Mardonne NeimanJune 9, 2022
Thank you dear brother for your clear and thoughtful message, and shared with us as one who stands for the doctrine of the church and strives to keep his covenants. Elder Bednar has shown us how to answer questions by quoting doctrine. His pattern has made a clear and simple pattern for faithful members to follow. When asked at the National Press Club, Can you envision a day when LGBTQ Church members can marry and be sealed within the Church? He quoted the proclamation. “We believe that marriage between a man and a woman is ordained of God, and that the family is central to the Father’s plan for the eternal destiny and happiness of his children.” Whether single, married, divorced, widowed, LGBQT+, we "further declare that God has commanded that the sacred powers of procreation are to be employed only between man and woman, lawfully wedded as husband and wife." We believe in the promises that we can overcome the world through the atonement of Jesus Christ and receive eternal life.
LindaJune 9, 2022
Wow! What an outstanding, well written article with a refreshing perspective. I haven't delved deeply enough into this subject to recognize the communication complexities involved. Thank you for your enlightening us to a better way of approaching and viewing this tender topic. I believe so many of us have family or friends that are same gender attracted that we have become so focused on accepting them that we inadvertently abandoned our own highly valued principles. What a delema! I shall continue to ponder your well expressed thoughts and suggestions. THANK YOU!!!

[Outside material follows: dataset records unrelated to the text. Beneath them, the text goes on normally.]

PR #54, opened 2016-05-22
Bash test(1) does not allow bare numbers with ==, so use -eq

Abhayakara:
I wasn't able to get "make install" to work on my Ubuntu 15.10 system because of a minor error in the makefiles/installsh script.   Enclosed patch fixes the problem.

### DIFF
--- a/makefiles/installsh
+++ b/makefiles/installsh
@@ -61,7 +61,7 @@ while ${TRUE} ; do
     for file in $files ; do
       destfile=$dest
       if [ -d $destfile ] ; then destfile=$destfile/`basename $file` ; fi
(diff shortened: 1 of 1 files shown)


jltaylor-us:
The bash builtin `test` works just fine with numbers - it compares them as strings.  This script uses `/bin/sh`, though, which isn't guaranteed to be bash.
In any case, using `-eq` is consistent with comparisons elsewhere in the file, which is a good thing.

Abhayakara:
Ah, that makes more sense.   I'm afraid I was just guessing as to what had
gone wrong, since I didn't need to know to get the fix working. :)

PR #57, opened 2016-05-28
Fix doc bug.

michaellenaghan:


michaellenaghan:
Fix doc bug. (Change "ftype-lock!" to "ftype-unlock!".)

PR #70, opened 2016-06-10
fix thread blocked by expeditor under windows

### LINKED ISSUE #58: thread is blocked unexpectly
I tried to embed chez scheme to a program and  created a thread running a loop. But after a short while, the thread was blocked unexpectly and left the work unfinished.

I try simplified code in repl, and similar things happened.
As follow, after the first time I check a's value, I found it increase similar numbers each time I check it no matter how long I wait. More exactly, it depends on how many times I input things to the repl. The CPU usage is always 0%.

```
> (fork-thread (lambda () (let loop ([i 0]) (set! a i) (loop (+ i 1)))))
#<thread 1>
> a
537411480
> a
537900424
> a
538421584
> a
538945213
> a
539470650
> a
539994892
```
Is there a way to avoid this?

I use a 32-bit threaded version In Windows 7.

yjqww6:
fixes #58


dybvig:
This looks about right.  Please make the following changes: (1) Condition the deactivate_thread and reactivate_thread calls on DISABLECOUNT(tc) == FIX(0).  Disabling interrupts _should_ prevent automatic collections.  (2) Move the declaration of tc to the top of the function body.  (The assignment can remain where it is.)  Some C compilers don't like inline declarations, so we avoid them generally.  (3) Add a LOG entry describing the change.  You'll should pull the latest version from master so you are modifying the current copy of LOG.

PR #83, opened 2016-07-19
Expeditor unicode support

eraserhd:
This works for Mac OS X.

On Linux, characters entered with Ctrl+Shift+U #### aren't decoded properly (it seems to zero one of the bytes?)  It might be a couple days before I can investigate, but I leave this here for review of the approach.

### DIFF
--- a/LOG
+++ b/LOG
@@ -256,3 +256,7 @@
 - fixed three instances of unchecked mallocs reported by laqrix in
   github issue #77.
     io.c, schlib.c, thread.c
+- add unicode support to the expression editor.  entry and display now work
+  except that combining characters are not treated correctly for
+  line-wrapping.  this addresses github issue #32 and part of issue #81.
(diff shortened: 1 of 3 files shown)


eraserhd:
This is now ready!

Tested on Mac OS X 10.11.6 and Ubuntu 14 with gnome-terminal and xterm.

akeep:
The changes to expeditor.c break the Windows compile.  It looks like the s_ee_write_char function was shared between the Windows and Unix-like operating system code.

I'd like to see if we can get the Unicode repl support to work on Windows, but at the very least we need to avoid breaking the Windows version of the build.  I'll see what I can figure out :)

eraserhd:
@akeep Hurrah!  Thanks!

akeep:
@eraserhd Thanks for the patch!  Hopefully, I'll get a chance to get the windows repl similarly updated and add Unicode support to the command line handling

PR #88, opened 2016-07-29
Update docs: add how to install xQuartz on MacOS X

micfan:


dybvig:
While tempting, adding instructions for installing XQuartz would be inconsistent unless we provide similar instructions for other things upon which we depend, such as the required package files for various flavors of Linux or the required tools for various versions of Windows.  This is a slippery slope with no clear stopping point, and I'd prefer in any case not to take on the responsibility of maintaining correct instructions for other packages as things change.

PR #381, opened 2018-10-02
Update README.md

AntoineGa:
Clarify Readme

### DIFF
--- a/README.md
+++ b/README.md
@@ -17,7 +17,7 @@ This extension assumes you have the following binaries on your `PATH`:
    * `draft` (optional)
    * `minikube` (optional)
 
-For `kubectl`, `helm` and `draft` the binaries need not be on the system PATH, provided you tell the extension their locations using the appropriate `vs-kubernetes -> vs-kubernetes.${tool}-path` configuration setting.  See [Extension Settings](#extension-settings) below.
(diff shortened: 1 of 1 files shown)


README.md
```diff
@@ -17,7 +17,7 @@ This extension assumes you have the following binaries on your `PATH`:
    * `draft` (optional)
    * `minikube` (optional)
 
-For `kubectl`, `helm` and `draft` the binaries need not be on the system PATH, provided you tell the extension their locations using the appropriate `vs-kubernetes -> vs-kubernetes.${tool}-path` configuration setting.  See [Extension Settings](#extension-settings) below.
+For `kubectl`, `helm` and `draft` the binaries need not to be on the system PATH. You tell to the extension their locations using the appropriate `vs-kubernetes -> vs-kubernetes.${tool}-path` configuration setting.  See [Extension Settings](#extension-settings) below.
```
itowlson: In the first sentence, please remove the added 'to' - should read 'the binaries need not be...'.  Or (perhaps better) change it to 'the binaries do not need to be...'

itowlson: In the second sentence, please remove 'to' - should be 'You tell the extension...'  Also, do you think something like "In this case, you tell the extension..." would be clearer still?  Not sure and would value your feedback.

AntoineGa: i suggest "You can configure the extension by specifying the locations"

AntoineGa: Thank you for your kindness

PR #382, opened 2018-10-03
Per-OS override of tool paths

### LINKED ISSUE #356: Multi-platform dependency executable paths?

itowlson:
Fixes #356.

### DIFF
--- a/src/components/config/config.ts
+++ b/src/components/config/config.ts
@@ -1,5 +1,6 @@
 import * as vscode from 'vscode';
 import { Host } from '../../host';
+import { Shell, Platform } from '../../shell';
 
 const EXTENSION_CONFIG_KEY = "vs-kubernetes";
 const KUBECONFIG_PATH_KEY = "vs-kubernetes.kubeconfig";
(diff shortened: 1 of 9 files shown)


itowlson:
This is the scenario where Code is running under Windows but you want to invoke the WSL version of the tools?  The OS check is for the Code process, so you would use the `.windows` suffix in that case.  For a portable configuration which needed to distinguish between the Code-on-Windows-invoking-Windows-tools and Code-on-Windows-invoking-Linux-tools, we would need to add an extra suffix (and `.wsl` would seem appropriate).  If the portable config _always_ wanted to use the WSL tools on Windows, then the `.windows` suffix might suffice -- there are a bunch of issues but I think they're issues we'd run into anyway as part of getting WSL working.

itowlson:
In terms of 'is there a way to check for WSL on Windows' the answer is no and yes -- you can't run the extension under WSL, so there's no point even trying to check, but if we add WSL support _to this extension_ then of course we can check our own setting!  I hope that makes sense... have explained it a bit confusingly I fear...

src/components/config/config.ts
```diff
@@ -84,14 +85,35 @@ export function getActiveKubeconfig(): string {
 
 // Functions for working with tool paths
 
-export function getToolPath(host: Host, tool: string): string | undefined {
-    return host.getConfiguration(EXTENSION_CONFIG_KEY)[toolPathKey(tool)];
+export function getToolPath(host: Host, shell: Shell, tool: string): string | undefined {
```
bnookala: instead of passing the shell down to here, would it be acceptable to pass the platform directly? or make it a property available on `host`?

itowlson: I'm torn.  On the one hand, yes, all the function _needs_ is the platform, so why pass in a monstrous `Shell`?  On the other hand, _everywhere_ this is called, it has a `Shell` handy but it usually _hasn't_ pulled out the `platform`, so _all_ the call sites would be polluted with a call to `.platform()`.

Not keen on putting it on `Host` as that is mostly wrapping the VS Code environment.  Though the combination of a `Host` and a `Shell` is so common we could wrap that up into a single interface, something like `ExtensionContext` though that's already taken **grin**.

I am probably overthinking this.  _sigh_

PR #386, opened 2018-10-11
Add an upgrade check for minikube, also some cleanups.

brendandburns:
@itowlson

### DIFF
--- a/package.json
+++ b/package.json
@@ -255,6 +255,10 @@
                     "when": "view == extension.vsKubernetesExplorer"
                 },
                 {
+                    "command": "extension.vsKubernetesUseKubeconfig",
+                    "when": "view == extension.vsKubernetesExplorer"
+                },
+                {
                     "command": "extension.vsKubernetesRefreshHelmRepoExplorer",
                     "when": "view == extension.vsKubernetesHelmRepoExplorer",
                     "group": "navigation"
--- a/package.json
+++ b/package.json
@@ -248,15 +248,18 @@
                 },
                 {
                     "command": "extension.vsKubernetesCreateCluster",
-                    "when": "view == extension.vsKubernetesExplorer"
+                    "when": "view == extension.vsKubernetesExplorer",
+                    "group": "0"
                 },
                 {
                     "command": "extension.vsKubernetesConfigureFromCluster",
-                    "when": "view == extension.vsKubernetesExplorer"
+                    "when": "view == extension.vsKubernetesExplorer",
+                    "group": "0"
                 },
                 {
                     "command": "extension.vsKubernetesUseKubeconfig",
-                    "when": "view == extension.vsKubernetesExplorer"
+                    "when": "view == extension.vsKubernetesExplorer",
+                    "group": "1"
                 },
                 {
                     "command": "extension.vsKubernetesRefreshHelmRepoExplorer",
--- a/src/components/clusterprovider/minikube/minikube.ts
+++ b/src/components/clusterprovider/minikube/minikube.ts
@@ -7,9 +7,10 @@ import { Shell, ShellResult } from '../../../shell';
 import { Host } from '../../../host';
 import { FS } from '../../../fs';
 import * as binutil from '../../../binutil';
-import { Errorable } from '../../../errorable';
+import { Errorable, failed } from '../../../errorable';
 import { fromShellExitCodeOnly, Diagnostic } from '../../../wizard';
 import { getToolPath } from '../../config/config';
+import { installMinikube } from '../../installer/installer';
 
 export class MinikubeInfo {
     readonly running: boolean;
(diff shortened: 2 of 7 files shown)


package.json
```diff
@@ -254,6 +254,10 @@
                     "command": "extension.vsKubernetesConfigureFromCluster",
                     "when": "view == extension.vsKubernetesExplorer"
                 },
+                {
+                    "command": "extension.vsKubernetesUseKubeconfig",
+                    "when": "view == extension.vsKubernetesExplorer"
```
itowlson: Let's put a separator between this and the Add/Create Cluster commands (add `"group": 0` to the cluster commands and group 1 to this one).

src/components/clusterprovider/minikube/minikube.ts
```diff
@@ -75,6 +78,34 @@ class MinikubeImpl implements Minikube {
...
+    }
+}
+
+async function minikubeUpgradeAvailable(context: Context) {
+    if (!await checkPresent(context, CheckPresentMode.Alert)) {
+        // not installed, no upgrade.
+        return;
+    }
+
+    const sr = await context.shell.exec(`${context.binPath} update-check`);
```
itowlson: Check `sr.code`

src/components/clusterprovider/minikube/minikube.ts
```diff
@@ -75,6 +78,34 @@ class MinikubeImpl implements Minikube {
...
+    const lines = sr.stdout.split(os.EOL);
+    const currentVersion = extractVersion(lines[0]);
```
itowlson: I might be a bit paranoid but we could check here that `lines.length >= 2` so that if the output is not what we expect we can fail gracefully.  Probably not strictly necessary though.

src/components/clusterprovider/minikube/minikube.ts
```diff
@@ -75,6 +78,34 @@ class MinikubeImpl implements Minikube {
...
+    const availableVersion = extractVersion(lines[1]);
+    if (currentVersion !== availableVersion) {
+        vscode.window.showInformationMessage('Minikube upgrade available.', 'Install').then((value: string) => {
+            if (value === 'Install') {
+                vscode.commands.executeCommand('vscode.open', vscode.Uri.parse('https://github.com/kubernetes/minikube/releases/latest'));
```
itowlson: When we offer an install (via the `Install Dependencies` button) we usually download the dependency, drop it into the extension tools directory, and add a config entry so that the extension uses it.  See `src/components/installer/installer.ts` which already has an `installMinikube` function.  It would be great if we could adapt that function to fetch the latest version rather than whatever version was current when we last updated that code.  _cough cough_

Alternatively, rename this button to something like `View Latest Release`, so it's clear that it opens the release page rather than actually modifying the user's system.

src/components/clusterprovider/minikube/minikube.ts
```diff
@@ -75,6 +78,34 @@ class MinikubeImpl implements Minikube {
...
+        // not installed, no upgrade.
+        return;
+    }
+
+    const sr = await context.shell.exec(`${context.binPath} update-check`);
+    const lines = sr.stdout.split(os.EOL);
+    const currentVersion = extractVersion(lines[0]);
+    const availableVersion = extractVersion(lines[1]);
+    if (currentVersion !== availableVersion) {
+        vscode.window.showInformationMessage('Minikube upgrade available.', 'Install').then((value: string) => {
```
itowlson: It might be useful to display the new version (and possibly the version the user is using?).

src/kubectl.ts
```diff
@@ -129,13 +133,13 @@ async function checkForKubectlInternal(context: Context, errorMessageMode: Check
...
-    return await binutil.checkForBinary(context, bin, binName, inferFailedMessage, configuredFileMissingMessage, errorMessageMode !== 'silent');
+    return await binutil.checkForBinary(context, bin, binName, inferFailedMessage, configuredFileMissingMessage, errorMessageMode !== CheckPresentMessageMode.Silent);
 }
 
 function getCheckKubectlContextMessage(errorMessageMode: CheckPresentMessageMode): string {
-    if (errorMessageMode === 'activation') {
-        return ' Kubernetes commands other than configuration will not function correctly.';
-    } else if (errorMessageMode === 'command') {
+    if (errorMessageMode === CheckPresentMessageMode.Activation) {
+        return ' Kubernetes Commands other than configuration will not function correctly.';
```
itowlson: This should remain lower-case.

src/components/clusterprovider/minikube/minikube.ts
itowlson: Thinking about it, since you know `availableVersion` from the version check, it should be possible to modify the existing `installMinikube` function to take it as an argument and use it when constructing the download URL.  So making this follow the existing 'install dependencies' paradigm might not be too hard after all.

src/components/clusterprovider/minikube/minikube.ts
brendandburns: done.

package.json

src/components/clusterprovider/minikube/minikube.ts
brendandburns: done.

src/components/clusterprovider/minikube/minikube.ts
brendandburns: done.

src/components/clusterprovider/minikube/minikube.ts
brendandburns: done.

src/kubectl.ts
brendandburns: done.

brendandburns:
Comments addressed, sorry it took so long...

src/components/clusterprovider/minikube/minikube.ts
```diff
@@ -75,6 +79,45 @@ class MinikubeImpl implements Minikube {
...
+}
+
+async function minikubeUpgradeAvailable(context: Context) {
+    if (!await checkPresent(context, CheckPresentMode.Alert)) {
+        // not installed, no upgrade.
+        return;
+    }
+
+    const sr = await context.shell.exec(`${context.binPath} update-check`);
+    if (sr.code != 0) {
```
itowlson: Think you need triple-equals to satisfy the linter.

```suggestion
    if (sr.code !== 0) {
```

itowlson:
Confirmed it's just that one lint issue causing the CI to fail - if we can fix that then we're good to go (I can do that if you want).

brendandburns:
lint fixed.

brendandburns:
@itowlson friendly ping on this one.

Thanks!

itowlson:
Sorry about that!

brendandburns:
np, thanks!

PR #390, opened 2018-10-19
untested changes to check if kubectl is already installed

mtarng:
PR into my own master??? need to verify this actually works....


mtarng:
PR into the wrong repository...

Issue #389, opened 2018-10-19
Kubernetes extension breaks file links in "Go Tests" OUTPUT channel?


brackendawson:
With the Kubernetes extension disabled the line references in the stack trace are clickable:
![image](https://user-images.githubusercontent.com/1909753/47211145-add37a00-d38c-11e8-9662-fd37639ec32c.png)

But when enabled they are not:
![image](https://user-images.githubusercontent.com/1909753/47211126-a2804e80-d38c-11e8-81c6-7fa6e63fdabf.png)

itowlson:
That's so weird!  Apologies for the inconvenience this is causing you; I'll take a look.

itowlson:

Susan RoylanceJune 9, 2022
I am grateful for this article, for Jeff's willingness to speak out in a very helpful way. When children ask (as did my 9 yr old granddaughter), what is "pride" -- and why don't we want a rainbow flag in our yard -- what do we say? Are we teaching the children that becoming gay or lesbian, or choosing to be transgender, is OK? That choosing to not have children, or promoting physical changes to a body, to change the appearance of a different sex, and taking dangerous medicines, will assure that that person will not have biological children. It's the ultimate effort by Satan to destroy the family unit.
Virginia GowerJune 9, 2022
Jeff is right on target about Deseret News, Deseret Book and KSL. Is there anyone who we could contact to complain about the rubbish these 3 come up with. And it's not just about LGBT - also their political views and commentary on other subjects. I'm over 70 years old and I'm not alone. I only get online to read the Church News because you can't believe what you read in the Deseret News and KSL.
BryanJune 9, 2022
Bravo, bravo, bravo! The DNews and other LDS owned media left the reservation long ago. Just as ‘white guilt’ affects people’s actions towards blacks and other peoples of color, so ‘heterosexual guilt’ makes people think they need to show acceptance of behavior directly in opposition to divinely revealed gospel principles. Too many in the church think they are being Christlike in advocating for or supporting homosexual behavior. Instead they are being deceived by Satan and dragging others down with them.